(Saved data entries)
PR #2038, opened 2022-09-30
[C-481] Fix profile header loading jank

dylanjeffers:
### Description

Fixes issue where profile lineups load underneath the profile header, and all the way at the top, then suddenly transition down. This is due to collapsible-tabs not knowing the height of the header on the first load. Adding a default value that is around the height of an average header.

### DIFF
--- a/packages/mobile/src/screens/profile-screen/ProfileTabNavigator.tsx
+++ b/packages/mobile/src/screens/profile-screen/ProfileTabNavigator.tsx
@@ -107,6 +107,7 @@ export const ProfileTabNavigator = ({
       <CollapsibleTabNavigator
         renderHeader={renderHeader}
         animatedValue={animatedValue}
+        headerHeight={1000}
       >
         {trackScreen}
         {albumsScreen}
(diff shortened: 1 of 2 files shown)


packages/mobile/src/screens/profile-screen/ProfileTabNavigator.tsx
```diff
@@ -107,6 +107,7 @@ export const ProfileTabNavigator = ({
       <CollapsibleTabNavigator
         renderHeader={renderHeader}
         animatedValue={animatedValue}
+        headerHeight={1000}
```
raymondjacobson, line 110: maybe comment / make a good named const for 1000. hard to know "why" ya know?

raymondjacobson (approved):

packages/mobile/src/screens/profile-screen/ProfileTabNavigator.tsx
dylanjeffers: oh weird, latest commit didn't get pushed which approaches this exactly!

> **Goal of the exercise**: All of the entries should be repeated word for word.

> **Output for this exercise**:
PR #2038, opened 2022-09-30
[C-481] Fix profile header loading jank

dylanjeffers:
### Description

Fixes issue where profile lineups load underneath the profile header, and all the way at the top, then suddenly transition down. This is due to collapsible-tabs not knowing the height of the header on the first load. Adding a default value that is around the height of an average header.

### DIFF
--- a/packages/mobile/src/screens/profile-screen/ProfileTabNavigator.tsx
+++ b/packages/mobile/src/screens/profile-screen/ProfileTabNavigator.tsx
@@ -107,6 +107,7 @@ export const ProfileTabNavigator = ({
       <CollapsibleTabNavigator
         renderHeader={renderHeader}
         animatedValue={animatedValue}
+        headerHeight={1000}
       >
         {trackScreen}
         {albumsScreen}
(diff shortened: 1 of 2 files shown)


packages/mobile/src/screens/profile-screen/ProfileTabNavigator.tsx
```diff
@@ -107,6 +107,7 @@ export const ProfileTabNavigator = ({
       <CollapsibleTabNavigator
         renderHeader={renderHeader}
         animatedValue={animatedValue}
+        headerHeight={1000}
```
raymondjacobson, line 110: maybe comment / make a good named const for 1000. hard to know "why" ya know?

raymondjacobson (approved):

packages/mobile/src/screens/profile-screen/ProfileTabNavigator.tsx
dylanjeffers: oh weird, latest commit didn't get pushed which approaches this exactly!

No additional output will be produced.